12.5. Right of Representation. If you are entering into the Agreement on behalf of a legal entity, such as your employer or company, you represent that you have the legal authority to bind that entity.

12.6. Documentation. The Parties shall promptly provide each other with documentation as may be required by the other Party in order for the other Party to fulfil its obligations under the Agreement or if required by law, competent authorities or Payment Providers.

12.7. Nature of Legal Relationship. The Parties enter into the Agreement as independent contractors, and the Agreement shall not create a partnership, agency, joint venture or employment relationship. Neither Party will be deemed to be a representative of the other nor will either Party have any right to create any obligation on behalf of the other Party, unless otherwise stipulated herein. The Agreement does not protect or benefit a third party and no term of the Agreement shall be enforceable by any person who is not a Party to the Agreement.

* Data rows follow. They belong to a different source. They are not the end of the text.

PR #5091, opened 2023-08-16
chore: release v1.407.0

0xApotheosis:
feat: handle minimums using error monads (#5081)


0xApotheosis:
Will re-cut tomorrow once THORSwap is back up and we have more PRs to release.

12.8. Notices. All notices or other communications under or with respect to the Agreement shall be made by e-mail or in writing to the contact details provided by each Party, each Party being liable for prompt updates to such contact details.

12.9. Amendments. Any amendments to the Agreement must be concluded in written form, signed by both Parties, except if stipulated otherwise herein (e.g. clauses 1.3 and 1.4 of the Terms).

12.10. Entire Agreement. The Agreement constitutes the entire agreement between the Parties and supersedes any prior agreement, whether written or oral, and all other communications and negotiations between the Parties relating to the subject matter of the Agreement.